# richfaches:datascroller mit request-scope



## frank_b (4. Sep 2008)

Hi, ich möchte den richfaches:datascroller benutzen um in einer Datentabelle blättern zu können. Das ganze funktioniert auch: 

<rich:datascroller for="userData" maxPages="5"/>

<rich:dataTable id="userData" value="#{myBean.users}" var="row" rows="10">
     <rich:column>
          <hutputText value="#{row.name}"/>
      </rich:column>                    
</rich:dataTable>

Mein Problem ist jetzt folgendes: Das Blättern funktioniert nur wenn ich die den manged-bean-scope der Bean "myBean" auf "session" stelle. Wenn ich den scope auf "request" stelle dann ist es nicht mehr möglich zu blättern.

Hat jemand Erfahrung mit dem richfaces:datascroller?
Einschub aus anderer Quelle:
PR #2098, opened 2024-08-16
[python runtime] Use argument synthesis pass

schweitzpgi:
These changes convert the python runtime over to use the new argument synthesis pass.


annagrin (commented):
LGTM. Thank Eric!

annagrin (approved):

PR #2100, opened 2024-08-16
Demonstrate simple runnable example with dep-analysis pass

bmhowe23:
This bypasses the REST platform in order to use kernel return values. In turn, all the passes are listed on the command line.

Also, update regtomem to be able comprehend wire sets.

The aforementioned example is purely a proof of concept right now. This should not be checked into any real branches yet.


bmhowe23:
Replaced with other PR(s) to the feature branch.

Gibt es eine Möglichkeit "request" scope für den datascroller zu verwenden?

Für Lösungsvorschläge wäre ich recht dankbar!


----------



## maki (4. Sep 2008)

Dir ist die Bedeutung des request scopes bekannt?
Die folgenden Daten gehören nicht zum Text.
PR #2101, opened 2024-08-16
Add hooks for remote launch to use argument synthesis.

schweitzpgi:

### DIFF
--- a/runtime/common/BaseRestRemoteClient.h
+++ b/runtime/common/BaseRestRemoteClient.h
@@ -175,16 +175,17 @@ public:
             moduleOp.push_back(funcOp.clone());
         }
         // Add globals defined in the module.
-        if (auto globalOp = dyn_cast<cudaq::cc::GlobalOp>(op))
+        if (auto globalOp = dyn_cast<cc::GlobalOp>(op))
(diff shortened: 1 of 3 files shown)


runtime/common/BaseRestRemoteClient.h
```diff
@@ -320,20 +334,20 @@ class BaseRemoteRestRuntimeClient : public cudaq::RemoteRuntimeClient {
       stateIrPayload1.entryPoint = kernelName1;
       stateIrPayload1.ir =
           constructKernelPayload(mlirContext, kernelName1, nullptr, args1,
-                                 argsSize1, /*startingArgIdx=*/0);
+                                 argsSize1, /*startingArgIdx=*/0, nullptr);
```
annagrin, line 337: Looks like this will always cause old synthesis to be used - are we implementing this later?

schweitzpgi: It doesn't change the current hookup, other than to add this extra unused pointer argument.

The new path enters via the `streamlinedLaunchKernel` entry point.

1tnguyen (approved):
LGTM 👍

Wenn ja, wirst du ja einsehen das es keinen Sinn ergibt einen Datascroller bzw. irgendetwas das *mehr als einen Aufruf braucht* mit einer Bean zu verwenden die nur den reqeest scope hat.

Klar, die Standard scopes sind ziemlich grob, es gibt Frameworks die mehr haben, zB. shale und seam, da gibt es einen dialog bzw. conversation scope.


----------



## frank_b (4. Sep 2008)

Die Bedeutung eines request scopes wäre mir eigentlich bekannt. 
Aber es muss doch irgendeine Möglichkeit in JSF geben sich Daten in einer Tabelle in mehreren Pages geteilt anzeigen zu lassen ohne dass sich die Daten für die ganze Session im Arbeitsspeicher befinden. 
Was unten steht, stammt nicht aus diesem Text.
PR #2723, opened 2025-03-12
Fixing ctor with a single state

sacpis:
Fixing ctor with a single state


1tnguyen (approved):
Thanks @sacpis for the quick fix.

PR #2725, opened 2025-03-12
Disabling afqmc notebook as ipie lib has changed

sacpis:
Disabling afqmc notebook as ipie lib has changed


docs/sphinx/conf.py
```diff
@@ -93,7 +93,7 @@
 # directories to ignore when looking for source files.
 # This pattern also affects html_static_path and html_extra_path.
 exclude_patterns = [
-    '**/_*', '.DS_Store', 'examples/python/building_kernels.ipynb'
+    '**/_*', '.DS_Store', 'examples/python/building_kernels.ipynb', 'applications/python/afqmc.ipynb'
```
bettinaheim, line 96: Please remove non-tested, currently non- or only partially working code from the repo. We'll add it back when it is properly working.

bettinaheim (approved):

PR #2743, opened 2025-03-18
Convert !cc.state to !quake.state

schweitzpgi:
Although it seems reasonable for the cudaq::state object to be classified as a classical compute data structure, it is equally reasonable to classify it as quantum compute since it is only ever used with quantum allocations.

After some discussion, we leaned towards making StateType a member of the quake quantum types.

This PR just moves StateType from the cc dialect to the quake dialect as a result.


annagrin (approved):
LGTM, thanks Eric!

Bei mehreren 1000 Datensätzen und Benutzern würde der Speicherbedarf extrem hoch sein.

Gibts irgendeine Möglichkeit das Problem zu lösen?


----------



## maki (4. Sep 2008)

> Die Bedeutung eines request scopes wäre mir eigentlich bekannt.


Dann solltest du dich ja eigentlich nicht wundern 



> Aber es muss doch irgendeine Möglichkeit in JSF geben sich Daten in einer Tabelle in mehreren Pages geteilt anzeigen zu lassen ohne dass sich die Daten für die ganze Session im Arbeitsspeicher befinden.
> 
> Bei mehreren 1000 Datensätzen und Benutzern würde der Speicherbedarf extrem hoch sein.
> 
> Gibts irgendeine Möglichkeit das Problem zu lösen?


Hab ich doch gesagt, es gibt frameworks die mehr scopes anbieten, kannst dir natürlich auch selbst einen schreiben.

Du musst ja nicht gleich alle Daten in die Sesion holen, die angezeigten würden ja reichen, die anderen kannst du bei Bedarf holen.
Der ValueListHandler war mal ein Muster von Sun um dieses Problem zu lösen.


----------



## frank_b (4. Sep 2008)

Danke für den Tip. Ich werde mal versuchen das ich das mit einem ValueListHandler hinbekomme.

In den Zusammenhang hat sich mir noch eine Frage gestellt: Wie kann ich erreichen das beim Aufruf einer bestimmten JSF Seite mit scope "session" immer eine bestimmte Methode aufgerufen wird (damit ich zum Beispiel eine DataTable mit Daten laden kann). Der Konstruktur wird ja nur beim ersten Mal aufgerufen also kann ich diesen nicht dafür verwenden.

Funktioniert das mittels eines Filters oder welche Möglichkeiten gibt es da?


----------



## maki (5. Sep 2008)

Dafür würde shale von haus aus Unterstützung bieten, oder du schreibst dir einen PhaseListener, der das macht.


----------



## Guest (6. Feb 2009)

Das funtioniert auch im Request scope.
Setzte einfach in deine jsp folgendes ein:

<a4j:keepAlive beanName="myBean"></a4j:keepAlive>

Dann wird der request gehalten.


----------